I live alone, and that night was like any other. The apartment was quiet, the lights were off, and I was already in bed when the doorbell rang. Once. Then again. Sharp and deliberate. My heart jumped. No one ever comes that late, and I wasn’t expecting anyone. I stayed still for a moment, listening, hoping it was a mistake. It wasn’t.
I got out of bed and searched for my dressing gown, my hands clumsy with sleep and unease. By the time I reached the door, something felt wrong. The bell had stopped ringing. Instead, I heard a faint metallic click. Then another. Slow. Careful. Someone was picking the lock.

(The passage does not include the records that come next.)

PR #1448, opened 2022-11-29
Use Error property when throwing exception

### LINKED ISSUE #1376: [BUG] Unable to throw a ValidationApiException exception
I have a Web API that returns a `ProblemDetails` with the `application/problem+json` content type:

image

Then, I have the following Refit interface:

```
public interface IPeopleServiceApi
{
    [Post("/people")]
    Task<ApiResponse<Person>> GetAsync(Person person);
}
```

If I try to call this API from Refit, when there is a validation problem, in the `Error` property of the `ApiResponse` I see a `ValidationApiException` object:

image

However, if I call `EnsureSuccessStatusCodeAsync`, the exception that is raised is `ApiException`, not `ValidationApiException`. Moreover, the `HasContent` property of the exception is _false_:

image

If, instead, I change the interface to directly return a `Person `instead of an `ApiResponse<Person>`, when I call the API, a `ValidationApiException` is thrown, with the `Content `correctly set.

**Steps To Reproduce**

1. Invoke an API that return a problem details with the `application/problem+json` content type
2. Define a method in the interface for Refit that returns an _ApiReponse<T>_ for this API
3. Invoke the API from the client
4. Call the `ApiResponse.EnsureSuccessStatusCodeAsync` method
5. An `ApiException` is thrown

**Expected behavior**
A `ValidationApiException` should be thrown

**Environment**
- OS:       Windows 11
- Device:   Desktop
- Version:   6.3.2

marcominerva:
Bug fix

See https://github.com/reactiveui/refit/issues/1376

**Other information**:
Fixes #1376

### DIFF
--- a/Refit.Tests/ResponseTests.cs
+++ b/Refit.Tests/ResponseTests.cs
@@ -116,6 +116,43 @@ namespace Refit.Tests
             Assert.Equal("title", actualException.Content.Title);
             Assert.Equal("type", actualException.Content.Type);
         }
+        
+        /// <summary>
+        /// Test to verify if EnsureSuccessStatusCodeAsync throws a ValidationApiException for a Bad Request in terms of RFC 7807
+        /// </summary>
+        [Fact]
+        public async Task When_BadRequest_EnsureSuccessStatusCodeAsync_ThrowsValidationException()
+        {
+            var expectedContent = new ProblemDetails
+            {
+                Detail = "detail",
+                Errors = { { "Field1", new string[] { "Problem1" } }, { "Field2", new string[] { "Problem2" } } },
+                Instance = "instance",
+                Status = 1,
+                Title = "title",
+                Type = "type"
+            };
+
+            var expectedResponse = new HttpResponseMessage(HttpStatusCode.BadRequest)
+            {
+                Content = new StringContent(JsonConvert.SerializeObject(expectedContent))
+            };
+
+            expectedResponse.Content.Headers.ContentType = new System.Net.Http.Headers.MediaTypeHeaderValue("application/problem+json");
+            mockHandler.Expect(HttpMethod.Get, "http://api/GetApiResponseTestObject")
+                .Respond(req => expectedResponse);
+
+            try
+            {
+                using var response = await fixture.GetApiResponseTestObject();
+                await response.EnsureSuccessStatusCodeAsync();
+            }
+            catch (Exception ex)
+            {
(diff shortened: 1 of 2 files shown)


304NotModified:
> ✅️ Tests for the changes have been added (for bug fixes / features)

I dont see any tests in this PR?

marcominerva:
Is adding a new test class to Refit.Tests enough? Thank you @304NotModified

304NotModified:
That's a bit hard to decide without any test code. 

But I think only an unit tests is needed, not a integration test / service test or something like that. (See https://martinfowler.com/articles/practical-test-pyramid.html)

marcominerva:
Thank you for the clarification @304NotModified, I have added a Unit test for this change.

Refit.Tests/ResponseTests.cs
```diff
@@ -116,6 +116,43 @@ public async Task ThrowsValidationException()
...
+            var expectedResponse = new HttpResponseMessage(HttpStatusCode.BadRequest)
+            {
+                Content = new StringContent(JsonConvert.SerializeObject(expectedContent))
+            };
+
+            expectedResponse.Content.Headers.ContentType = new System.Net.Http.Headers.MediaTypeHeaderValue("application/problem+json");
+            mockHandler.Expect(HttpMethod.Get, "http://api/GetApiResponseTestObject")
+                .Respond(req => expectedResponse);
+
+            try
```
304NotModified, line 145: I think you should use `Assert.ThrowsAsync...` - see other tests

Refit.Tests/ResponseTests.cs
```diff
@@ -116,6 +116,43 @@ public async Task ThrowsValidationException()
...
+            {
+                using var response = await fixture.GetApiResponseTestObject();
+                await response.EnsureSuccessStatusCodeAsync();
+            }
+            catch (Exception ex)
+            {
+                Assert.True(ex is ValidationApiException);
+                Assert.NotNull((ex as ValidationApiException)?.Content);
```
304NotModified, line 153: I would expect that we could do better here, right now it's only checking if the content is `not null`

304NotModified:
Thanks for the tests! Added some comments to make them a bit better :)

marcominerva:
Done :) Let me know if now is OK!

304NotModified (approved):
LGTM

nathanpovo:
This will also fix #1465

My body went cold. I couldn’t scream. I couldn’t move. Every thought collided at once. I had no weapon. No time. No one else in the apartment. The handle shifted slightly, just enough to let me know this wasn’t a prank. Whoever it was knew what they were doing.
That’s when the panic snapped into something else. Focus.
I quietly stepped back, locked myself into the bathroom, and turned on the shower at full blast. Steam filled the room almost instantly. I grabbed my phone, but instead of calling the police right away, I did something unexpected. I opened a voice app and played a recording at full volume — deep male voices, angry, shouting, arguing, footsteps pounding, doors slamming. I pushed the phone close to the front door and turned the volume all the way up.
Then I waited.
From the bathroom, I heard the lock stop clicking. Silence. Then hurried footsteps. The door handle rattled once more, violently, before everything went still. A few seconds later, there was a loud bang as the front door slammed shut.
Only then did my legs give out.
I called the police afterward, my voice shaking as I explained what happened. When officers arrived, they told me there had been similar break-in attempts in the area targeting people who lived alone. The intruder had fled as soon as he thought someone else was inside.
That night changed everything. I installed extra locks. Cameras. Motion lights. I don’t ignore my instincts anymore. And I never assume quiet means safe.
Sometimes survival isn’t about strength. It’s about thinking fast when fear tries to freeze you.